Ask HN: Is anyone doing anything cool with tiny language models?
Overview
- Thread surveys many real-world uses of “tiny” and small LMs (tens of millions to a few billion params), mostly running locally on CPUs or modest GPUs.
- Strong interest in privacy, low latency, and narrow, specialized tasks rather than general chat.
Training & Deployment of Tiny Models
- 0.1B–0.125B models (GPT‑2 scale, JetBrains’ autocomplete) are reported as trainable on consumer hardware; rules of thumb like ~8× params in VRAM are mentioned.
- Examples include training ~0.125B models on ~1B tokens in minutes on rented H100s using NanoGPT variants.
- Disk sizes around ~70MB zipped per model are seen as small enough for static web apps and browser-based inference (WebGPU, transformers.js, web-llm).
- Several projects use llama.cpp, Ollama, or custom C++ microservices to self-host small models with low latency.
Practical Use Cases
- Developer tooling: code completion, bash/sed/awk one-liners, git commit messages, variable naming, address and job parsing, cookie-banner detection, Excel-like formula suggestion/repair, email or SMS agents, and structured extraction (e.g., nutrition labels, job attributes).
- Productivity and research: Excel add‑ins and small classifiers to filter or prioritize scientific abstracts, detect urgent maternal-health messages, or categorize playlist songs/titles.
- System integration: wake-word detection on microcontrollers, Android text firewalls, on-device “activity analysis” assistants, robot/voice command interfaces, and Raspberry Pi personal RAG assistants.
Creative & Playful Uses
- Story generators on tiny displays, endless “office gossip” audio streams, Magic card generators, Tic‑Tac‑Toe opponents, NPC dialogue and bargaining in games, and persona-based rewriting (e.g., hiding personal style or imitating fictional characters).
- Local LMs used to anonymize code/questions before sending to large remote models, then reinsert real identifiers afterward.
Capabilities, Limits & Skepticism
- Consensus that small, fine‑tuned models excel at narrow, text-classification or transformation tasks (summarization, paraphrasing, filtering, translation in some cases).
- Reported weaknesses: complex logic, math, temporal expressions, truly diverse creativity, and safety-critical reasoning.

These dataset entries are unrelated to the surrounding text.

PR #7234, opened 2026-08-27
adding source deponia.hu (Cursor-generated)

tothi:
## Type of change

- [X] New source
- [ ] Bug fix / source fix
- [ ] Documentation update
- [ ] Other

## Checklist

### DIFF
--- a/custom_components/waste_collection_schedule/waste_collection_schedule/source/deponia_hu.py
+++ b/custom_components/waste_collection_schedule/waste_collection_schedule/source/deponia_hu.py
@@ -1,0 +1,542 @@
+"""Depónia Nonprofit Kft. (Hungary) waste collection source.
+
+Schedules are published as annual PowerPoint-exported PDFs behind the Drupal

- Some argue specialized small models are more useful than giant generalists; others worry comparisons to legacy >100B models can be misleading.
- Noted gaps: fine‑tuning expertise, good training data, and a way to package and share small, task-specific models (plus prompts and parsers) cleanly.
Privacy, Security & Ethics
- Strong focus on keeping data on-device (HIPAA-sensitive EHR queries, SMS and call filtering, private editors).
- Applications to detect prompt injection, rewrite toxic or abusive text, or classify unethical stock suggestions.
- Some concern that playful uses (e.g., engaging spam) may inadvertently strengthen adversaries or raise new privacy risks.